▸ Problem to work on: There is material below. Print exactly the lines starting at the line with "PR #300, opened 2026-07-07" and ending at the line with "## Root cause", ends included, and no others.

★ ★ ★ ★ ★

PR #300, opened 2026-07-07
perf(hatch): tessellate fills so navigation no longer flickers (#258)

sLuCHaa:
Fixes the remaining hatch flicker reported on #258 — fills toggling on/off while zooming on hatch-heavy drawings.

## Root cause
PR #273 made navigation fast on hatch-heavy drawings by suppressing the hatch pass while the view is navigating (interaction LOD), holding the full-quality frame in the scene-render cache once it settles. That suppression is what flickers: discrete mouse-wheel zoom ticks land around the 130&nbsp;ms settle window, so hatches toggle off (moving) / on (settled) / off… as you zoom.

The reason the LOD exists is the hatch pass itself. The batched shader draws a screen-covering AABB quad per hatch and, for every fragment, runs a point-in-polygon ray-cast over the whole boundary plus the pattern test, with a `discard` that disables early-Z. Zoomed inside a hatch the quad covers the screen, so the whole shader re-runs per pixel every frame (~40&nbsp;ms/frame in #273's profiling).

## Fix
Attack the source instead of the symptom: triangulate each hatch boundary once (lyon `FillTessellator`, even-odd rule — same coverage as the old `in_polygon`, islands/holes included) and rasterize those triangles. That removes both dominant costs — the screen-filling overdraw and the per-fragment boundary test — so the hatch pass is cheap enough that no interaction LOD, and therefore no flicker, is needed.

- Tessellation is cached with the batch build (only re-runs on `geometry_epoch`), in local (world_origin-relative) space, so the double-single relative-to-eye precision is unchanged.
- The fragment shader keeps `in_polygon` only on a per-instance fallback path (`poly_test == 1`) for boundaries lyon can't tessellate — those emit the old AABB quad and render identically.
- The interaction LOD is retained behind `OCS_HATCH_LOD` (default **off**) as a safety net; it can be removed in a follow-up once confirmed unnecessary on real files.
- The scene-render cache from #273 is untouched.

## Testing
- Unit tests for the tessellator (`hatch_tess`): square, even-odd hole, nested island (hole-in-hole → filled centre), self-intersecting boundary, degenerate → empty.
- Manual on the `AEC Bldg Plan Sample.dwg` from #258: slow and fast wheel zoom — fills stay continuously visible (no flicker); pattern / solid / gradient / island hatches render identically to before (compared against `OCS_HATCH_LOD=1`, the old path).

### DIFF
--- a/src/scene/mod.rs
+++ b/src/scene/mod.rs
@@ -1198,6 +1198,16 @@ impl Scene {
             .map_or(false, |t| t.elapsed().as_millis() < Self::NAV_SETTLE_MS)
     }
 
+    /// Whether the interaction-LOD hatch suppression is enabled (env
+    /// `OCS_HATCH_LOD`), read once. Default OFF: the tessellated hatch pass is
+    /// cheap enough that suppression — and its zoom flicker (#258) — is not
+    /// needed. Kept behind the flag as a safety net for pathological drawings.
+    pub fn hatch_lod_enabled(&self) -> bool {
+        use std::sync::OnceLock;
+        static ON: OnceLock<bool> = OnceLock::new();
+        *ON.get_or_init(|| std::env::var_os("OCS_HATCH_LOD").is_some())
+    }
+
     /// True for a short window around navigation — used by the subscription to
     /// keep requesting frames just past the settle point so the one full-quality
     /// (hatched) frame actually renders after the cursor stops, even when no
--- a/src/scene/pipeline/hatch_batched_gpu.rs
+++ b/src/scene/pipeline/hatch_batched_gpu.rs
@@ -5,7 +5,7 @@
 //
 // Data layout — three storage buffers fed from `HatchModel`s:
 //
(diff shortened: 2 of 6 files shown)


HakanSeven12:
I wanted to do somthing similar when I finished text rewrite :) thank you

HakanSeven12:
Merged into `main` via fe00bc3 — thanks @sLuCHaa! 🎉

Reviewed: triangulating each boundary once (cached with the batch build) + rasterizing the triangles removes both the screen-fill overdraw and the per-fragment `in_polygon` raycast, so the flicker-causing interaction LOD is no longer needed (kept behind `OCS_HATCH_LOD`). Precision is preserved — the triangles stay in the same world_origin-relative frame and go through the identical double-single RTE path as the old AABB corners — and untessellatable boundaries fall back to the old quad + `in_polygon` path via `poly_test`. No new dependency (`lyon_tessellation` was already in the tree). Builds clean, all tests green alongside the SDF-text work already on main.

★ ★ ★ ★ ★

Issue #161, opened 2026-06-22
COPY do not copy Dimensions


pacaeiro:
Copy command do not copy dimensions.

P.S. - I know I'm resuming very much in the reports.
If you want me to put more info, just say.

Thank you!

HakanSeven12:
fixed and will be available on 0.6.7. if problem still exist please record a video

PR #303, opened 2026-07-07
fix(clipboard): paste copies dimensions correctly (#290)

★ ★ ★ ★ ★

▸ Exercise response:
PR #300, opened 2026-07-07
perf(hatch): tessellate fills so navigation no longer flickers (#258)

sLuCHaa:
Fixes the remaining hatch flicker reported on #258 — fills toggling on/off while zooming on hatch-heavy drawings.

## Root cause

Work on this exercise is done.